PR #56, opened 2021-06-08
Fix docs version numbers, explicit docs dependencies

connortann:
The docs do not currently show the version number correctly when hyperlinks are copied and pasted around. I think this is because the `resqpy` package is not properly pip-installed when the docs are build - this should fix that issue.

Also suggest including the documentation dependencies explicitly in the package requirements (i.e. in `setup.cfg`), so that a developer can install everything needed with:

```
pip install .[tests,docs]
```

### DIFF
--- a/setup.cfg
+++ b/setup.cfg
@@ -41,6 +41,7 @@ tests =
     pytest-cov
     flake8
 docs = 
+    sphinx
     autoclasstoc
 
 [tool:pytest]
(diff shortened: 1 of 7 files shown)


setup.cfg
```diff
@@ -40,6 +40,8 @@ tests =
     pytest
     pytest-cov
     flake8
+docs = 
+    autoclasstoc
```
connortann, line 44: This is the bit that enables `pip install -e .[tests,docs]` to work

andy-beer (approved):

▶ [ABOUT THIS TASK]
When the word "pytest" shows up in a line of the material, count that line; report only the final number.

▶ [RESPONSE]
4